◆ **Activity**
Where the records hold the string "divide", show the whole line it sits on.

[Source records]
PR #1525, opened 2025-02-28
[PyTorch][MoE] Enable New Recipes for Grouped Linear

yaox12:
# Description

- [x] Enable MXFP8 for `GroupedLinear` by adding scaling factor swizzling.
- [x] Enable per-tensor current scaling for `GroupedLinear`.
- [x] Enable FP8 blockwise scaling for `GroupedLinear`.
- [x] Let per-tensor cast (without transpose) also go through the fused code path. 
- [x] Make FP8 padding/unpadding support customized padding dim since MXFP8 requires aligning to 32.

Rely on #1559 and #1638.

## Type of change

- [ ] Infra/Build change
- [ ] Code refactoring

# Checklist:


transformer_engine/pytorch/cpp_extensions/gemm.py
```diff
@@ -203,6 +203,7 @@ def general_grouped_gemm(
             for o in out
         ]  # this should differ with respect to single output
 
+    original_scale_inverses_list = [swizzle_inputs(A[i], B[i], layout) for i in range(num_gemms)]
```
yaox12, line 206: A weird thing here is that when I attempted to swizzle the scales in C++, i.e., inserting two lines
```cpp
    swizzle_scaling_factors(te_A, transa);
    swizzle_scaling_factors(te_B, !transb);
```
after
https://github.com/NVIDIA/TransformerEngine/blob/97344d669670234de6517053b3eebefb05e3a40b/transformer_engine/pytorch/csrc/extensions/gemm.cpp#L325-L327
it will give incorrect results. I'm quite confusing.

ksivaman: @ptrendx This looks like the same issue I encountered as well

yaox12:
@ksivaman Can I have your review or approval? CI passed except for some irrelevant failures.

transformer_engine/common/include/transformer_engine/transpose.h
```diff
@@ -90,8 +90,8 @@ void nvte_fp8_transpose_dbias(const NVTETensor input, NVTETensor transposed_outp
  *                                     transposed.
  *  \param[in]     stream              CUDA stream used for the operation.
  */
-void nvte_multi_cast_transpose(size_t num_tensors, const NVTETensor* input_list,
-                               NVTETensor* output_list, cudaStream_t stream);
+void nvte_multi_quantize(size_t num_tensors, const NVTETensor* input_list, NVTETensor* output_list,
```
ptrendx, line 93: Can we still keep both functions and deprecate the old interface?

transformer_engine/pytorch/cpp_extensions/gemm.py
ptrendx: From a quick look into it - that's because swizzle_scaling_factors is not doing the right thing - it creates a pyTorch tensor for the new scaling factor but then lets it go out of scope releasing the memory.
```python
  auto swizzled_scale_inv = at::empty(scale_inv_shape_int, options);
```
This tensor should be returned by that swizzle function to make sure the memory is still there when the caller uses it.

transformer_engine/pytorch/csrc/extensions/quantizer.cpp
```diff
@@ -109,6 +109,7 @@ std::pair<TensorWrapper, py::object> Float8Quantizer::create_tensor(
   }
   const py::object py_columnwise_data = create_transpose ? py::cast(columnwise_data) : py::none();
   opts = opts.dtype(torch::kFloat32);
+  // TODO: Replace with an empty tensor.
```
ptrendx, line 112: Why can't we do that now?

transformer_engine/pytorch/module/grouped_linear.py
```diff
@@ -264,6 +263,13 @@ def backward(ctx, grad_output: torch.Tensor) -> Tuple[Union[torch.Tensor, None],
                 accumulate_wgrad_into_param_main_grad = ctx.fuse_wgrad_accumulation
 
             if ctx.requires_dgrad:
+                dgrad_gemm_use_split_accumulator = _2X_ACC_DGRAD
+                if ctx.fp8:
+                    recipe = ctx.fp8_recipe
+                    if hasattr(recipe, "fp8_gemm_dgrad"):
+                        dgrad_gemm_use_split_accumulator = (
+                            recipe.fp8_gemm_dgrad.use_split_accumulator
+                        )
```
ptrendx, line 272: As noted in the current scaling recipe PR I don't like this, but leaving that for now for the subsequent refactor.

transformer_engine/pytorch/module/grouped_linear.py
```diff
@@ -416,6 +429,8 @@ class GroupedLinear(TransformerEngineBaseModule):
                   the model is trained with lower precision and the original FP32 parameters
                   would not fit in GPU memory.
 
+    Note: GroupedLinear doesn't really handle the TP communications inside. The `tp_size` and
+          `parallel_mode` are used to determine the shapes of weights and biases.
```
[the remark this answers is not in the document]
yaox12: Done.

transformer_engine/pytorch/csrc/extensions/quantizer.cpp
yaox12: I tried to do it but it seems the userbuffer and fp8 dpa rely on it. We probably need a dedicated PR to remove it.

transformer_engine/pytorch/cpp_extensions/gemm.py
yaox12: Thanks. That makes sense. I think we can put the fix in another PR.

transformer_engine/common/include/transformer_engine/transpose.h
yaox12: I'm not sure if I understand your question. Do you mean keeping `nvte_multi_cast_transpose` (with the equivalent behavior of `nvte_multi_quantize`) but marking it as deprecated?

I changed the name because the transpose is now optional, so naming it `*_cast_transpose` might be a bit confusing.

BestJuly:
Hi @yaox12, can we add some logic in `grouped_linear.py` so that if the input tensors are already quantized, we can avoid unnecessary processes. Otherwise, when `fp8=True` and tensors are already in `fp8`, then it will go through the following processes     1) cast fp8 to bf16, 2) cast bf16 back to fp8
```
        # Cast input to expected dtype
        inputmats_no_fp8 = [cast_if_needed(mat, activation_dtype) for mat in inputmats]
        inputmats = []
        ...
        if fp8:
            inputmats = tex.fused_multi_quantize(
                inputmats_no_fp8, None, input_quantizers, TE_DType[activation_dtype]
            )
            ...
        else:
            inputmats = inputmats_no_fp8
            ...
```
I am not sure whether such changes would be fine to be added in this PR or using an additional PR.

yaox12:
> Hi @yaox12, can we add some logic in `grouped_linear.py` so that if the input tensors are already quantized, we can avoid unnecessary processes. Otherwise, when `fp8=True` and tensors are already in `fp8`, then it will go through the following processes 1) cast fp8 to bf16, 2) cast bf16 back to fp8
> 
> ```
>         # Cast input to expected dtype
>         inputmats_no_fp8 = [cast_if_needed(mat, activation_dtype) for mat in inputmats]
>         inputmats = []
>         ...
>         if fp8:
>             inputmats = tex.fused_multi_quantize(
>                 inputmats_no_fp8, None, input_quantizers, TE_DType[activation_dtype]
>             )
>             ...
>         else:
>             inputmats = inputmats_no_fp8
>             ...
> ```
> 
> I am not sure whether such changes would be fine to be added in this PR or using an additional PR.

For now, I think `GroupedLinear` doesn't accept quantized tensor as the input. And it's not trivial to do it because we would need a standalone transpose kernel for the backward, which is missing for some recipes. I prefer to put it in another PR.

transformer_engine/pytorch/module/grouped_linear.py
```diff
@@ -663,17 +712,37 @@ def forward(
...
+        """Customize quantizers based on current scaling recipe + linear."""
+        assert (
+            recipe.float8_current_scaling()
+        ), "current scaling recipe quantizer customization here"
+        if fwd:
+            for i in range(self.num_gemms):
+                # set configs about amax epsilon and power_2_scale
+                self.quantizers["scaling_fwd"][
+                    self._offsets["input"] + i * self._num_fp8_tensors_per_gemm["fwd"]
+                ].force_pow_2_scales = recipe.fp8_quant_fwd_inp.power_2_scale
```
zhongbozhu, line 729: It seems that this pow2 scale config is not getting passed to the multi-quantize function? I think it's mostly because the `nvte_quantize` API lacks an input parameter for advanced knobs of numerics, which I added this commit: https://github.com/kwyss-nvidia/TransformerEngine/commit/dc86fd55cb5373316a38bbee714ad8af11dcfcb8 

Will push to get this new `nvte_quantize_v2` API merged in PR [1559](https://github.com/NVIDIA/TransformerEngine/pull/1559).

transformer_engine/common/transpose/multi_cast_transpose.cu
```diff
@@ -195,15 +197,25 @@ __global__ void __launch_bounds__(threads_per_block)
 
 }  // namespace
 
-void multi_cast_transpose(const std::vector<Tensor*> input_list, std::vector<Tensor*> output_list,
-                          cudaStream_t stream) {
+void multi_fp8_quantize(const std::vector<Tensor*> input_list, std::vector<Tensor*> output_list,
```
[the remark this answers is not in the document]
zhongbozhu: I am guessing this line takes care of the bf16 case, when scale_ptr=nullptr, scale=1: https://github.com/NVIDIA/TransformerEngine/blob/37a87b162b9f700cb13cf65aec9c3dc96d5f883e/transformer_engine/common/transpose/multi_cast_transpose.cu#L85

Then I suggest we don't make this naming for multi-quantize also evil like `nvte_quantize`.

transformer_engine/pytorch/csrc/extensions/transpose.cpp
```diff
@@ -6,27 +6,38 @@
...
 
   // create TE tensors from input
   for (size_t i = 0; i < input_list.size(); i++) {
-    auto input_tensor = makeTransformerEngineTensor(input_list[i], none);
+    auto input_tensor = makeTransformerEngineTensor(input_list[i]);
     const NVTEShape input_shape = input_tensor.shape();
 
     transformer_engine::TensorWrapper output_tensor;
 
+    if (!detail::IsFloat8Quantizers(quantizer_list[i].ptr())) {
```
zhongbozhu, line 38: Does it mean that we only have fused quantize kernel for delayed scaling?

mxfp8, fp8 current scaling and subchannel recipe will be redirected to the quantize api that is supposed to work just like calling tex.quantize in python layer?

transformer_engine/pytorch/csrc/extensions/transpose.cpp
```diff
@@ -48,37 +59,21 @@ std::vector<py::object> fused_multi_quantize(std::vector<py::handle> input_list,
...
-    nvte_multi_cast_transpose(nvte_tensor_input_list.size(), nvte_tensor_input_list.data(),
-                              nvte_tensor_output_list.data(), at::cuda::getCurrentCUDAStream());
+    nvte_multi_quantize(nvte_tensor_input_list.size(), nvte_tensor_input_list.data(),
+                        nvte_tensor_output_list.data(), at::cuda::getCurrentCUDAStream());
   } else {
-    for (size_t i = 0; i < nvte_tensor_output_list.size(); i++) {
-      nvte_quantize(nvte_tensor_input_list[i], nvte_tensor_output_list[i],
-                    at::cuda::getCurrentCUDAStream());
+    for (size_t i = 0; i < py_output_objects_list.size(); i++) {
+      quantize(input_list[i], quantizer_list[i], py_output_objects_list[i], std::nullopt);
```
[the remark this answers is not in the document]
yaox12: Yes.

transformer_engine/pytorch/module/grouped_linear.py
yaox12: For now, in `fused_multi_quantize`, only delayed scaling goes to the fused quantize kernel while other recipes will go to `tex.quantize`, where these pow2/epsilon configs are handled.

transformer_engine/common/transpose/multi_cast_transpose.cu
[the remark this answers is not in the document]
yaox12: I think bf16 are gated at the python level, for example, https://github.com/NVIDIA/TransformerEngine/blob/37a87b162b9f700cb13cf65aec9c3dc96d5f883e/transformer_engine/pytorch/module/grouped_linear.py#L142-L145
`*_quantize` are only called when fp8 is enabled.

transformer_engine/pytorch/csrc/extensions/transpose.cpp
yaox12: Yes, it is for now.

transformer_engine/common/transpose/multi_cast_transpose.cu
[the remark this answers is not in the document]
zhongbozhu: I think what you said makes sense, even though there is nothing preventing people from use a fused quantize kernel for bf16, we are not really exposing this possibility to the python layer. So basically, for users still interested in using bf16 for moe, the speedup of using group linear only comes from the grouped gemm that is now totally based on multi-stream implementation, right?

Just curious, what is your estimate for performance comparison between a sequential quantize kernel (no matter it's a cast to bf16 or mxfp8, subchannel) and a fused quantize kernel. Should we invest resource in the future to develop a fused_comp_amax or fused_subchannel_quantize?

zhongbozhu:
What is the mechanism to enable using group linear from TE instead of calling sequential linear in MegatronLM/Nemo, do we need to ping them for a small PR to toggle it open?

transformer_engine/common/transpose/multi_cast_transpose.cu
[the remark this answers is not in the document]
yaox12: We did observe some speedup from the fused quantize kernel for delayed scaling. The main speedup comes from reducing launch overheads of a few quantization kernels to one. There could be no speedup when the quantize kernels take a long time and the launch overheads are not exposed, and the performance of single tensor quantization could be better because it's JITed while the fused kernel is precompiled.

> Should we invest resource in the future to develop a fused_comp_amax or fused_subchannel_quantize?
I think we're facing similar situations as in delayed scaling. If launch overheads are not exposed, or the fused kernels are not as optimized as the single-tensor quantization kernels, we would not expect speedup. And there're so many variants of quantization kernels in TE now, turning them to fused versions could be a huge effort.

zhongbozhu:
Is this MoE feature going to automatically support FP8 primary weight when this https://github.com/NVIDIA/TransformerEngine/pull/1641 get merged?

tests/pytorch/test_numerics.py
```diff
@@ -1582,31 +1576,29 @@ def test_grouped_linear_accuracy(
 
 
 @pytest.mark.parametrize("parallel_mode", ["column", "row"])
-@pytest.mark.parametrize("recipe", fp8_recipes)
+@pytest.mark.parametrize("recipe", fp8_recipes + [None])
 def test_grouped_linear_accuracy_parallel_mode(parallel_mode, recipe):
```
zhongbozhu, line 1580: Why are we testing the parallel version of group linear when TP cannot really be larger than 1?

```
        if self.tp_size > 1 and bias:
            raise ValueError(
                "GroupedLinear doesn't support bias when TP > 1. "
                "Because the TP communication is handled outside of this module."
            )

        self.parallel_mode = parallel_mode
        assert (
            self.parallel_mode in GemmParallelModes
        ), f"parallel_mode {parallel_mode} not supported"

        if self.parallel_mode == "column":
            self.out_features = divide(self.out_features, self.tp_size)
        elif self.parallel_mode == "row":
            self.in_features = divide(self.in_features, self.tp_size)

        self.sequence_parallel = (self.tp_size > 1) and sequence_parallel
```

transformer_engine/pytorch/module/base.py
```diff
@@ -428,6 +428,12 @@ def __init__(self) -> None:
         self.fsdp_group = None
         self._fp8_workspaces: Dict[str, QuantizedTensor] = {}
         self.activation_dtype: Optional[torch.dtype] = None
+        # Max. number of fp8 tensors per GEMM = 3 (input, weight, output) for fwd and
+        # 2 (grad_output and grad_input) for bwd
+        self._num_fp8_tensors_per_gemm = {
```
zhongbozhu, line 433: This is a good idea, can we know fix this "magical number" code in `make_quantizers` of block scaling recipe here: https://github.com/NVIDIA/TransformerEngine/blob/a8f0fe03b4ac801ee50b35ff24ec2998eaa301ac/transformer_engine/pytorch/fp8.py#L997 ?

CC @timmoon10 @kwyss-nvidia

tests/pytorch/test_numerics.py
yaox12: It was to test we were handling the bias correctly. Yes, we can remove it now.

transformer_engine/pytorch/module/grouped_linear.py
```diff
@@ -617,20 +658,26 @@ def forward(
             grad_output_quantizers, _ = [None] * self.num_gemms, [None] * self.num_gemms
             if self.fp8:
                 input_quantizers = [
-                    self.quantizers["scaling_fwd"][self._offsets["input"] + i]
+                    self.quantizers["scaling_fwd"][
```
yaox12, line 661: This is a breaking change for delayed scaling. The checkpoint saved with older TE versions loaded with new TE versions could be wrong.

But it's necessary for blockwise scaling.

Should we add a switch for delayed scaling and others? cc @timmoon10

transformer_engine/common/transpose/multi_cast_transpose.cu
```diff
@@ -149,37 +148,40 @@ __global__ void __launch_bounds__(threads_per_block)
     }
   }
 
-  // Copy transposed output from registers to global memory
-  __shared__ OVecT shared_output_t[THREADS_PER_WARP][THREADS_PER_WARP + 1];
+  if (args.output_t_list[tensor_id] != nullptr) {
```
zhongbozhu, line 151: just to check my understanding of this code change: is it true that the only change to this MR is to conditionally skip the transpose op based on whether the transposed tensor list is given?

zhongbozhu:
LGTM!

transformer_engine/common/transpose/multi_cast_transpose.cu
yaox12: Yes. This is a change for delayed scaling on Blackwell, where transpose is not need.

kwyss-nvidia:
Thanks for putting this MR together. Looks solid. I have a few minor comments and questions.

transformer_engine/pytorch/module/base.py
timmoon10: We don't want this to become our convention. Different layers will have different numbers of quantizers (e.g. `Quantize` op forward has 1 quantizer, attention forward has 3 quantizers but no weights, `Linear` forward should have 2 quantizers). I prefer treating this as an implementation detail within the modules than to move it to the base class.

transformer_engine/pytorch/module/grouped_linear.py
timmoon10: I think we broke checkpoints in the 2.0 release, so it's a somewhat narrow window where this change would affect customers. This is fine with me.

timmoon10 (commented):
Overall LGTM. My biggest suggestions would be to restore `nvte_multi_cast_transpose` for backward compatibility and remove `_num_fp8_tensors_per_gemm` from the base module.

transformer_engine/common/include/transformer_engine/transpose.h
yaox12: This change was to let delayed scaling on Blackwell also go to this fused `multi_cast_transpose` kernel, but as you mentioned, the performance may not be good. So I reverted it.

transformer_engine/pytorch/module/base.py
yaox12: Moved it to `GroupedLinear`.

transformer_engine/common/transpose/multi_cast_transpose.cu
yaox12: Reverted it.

◆ **Answer space**
            self.out_features = divide(self.out_features, self.tp_size)
            self.in_features = divide(self.in_features, self.tp_size)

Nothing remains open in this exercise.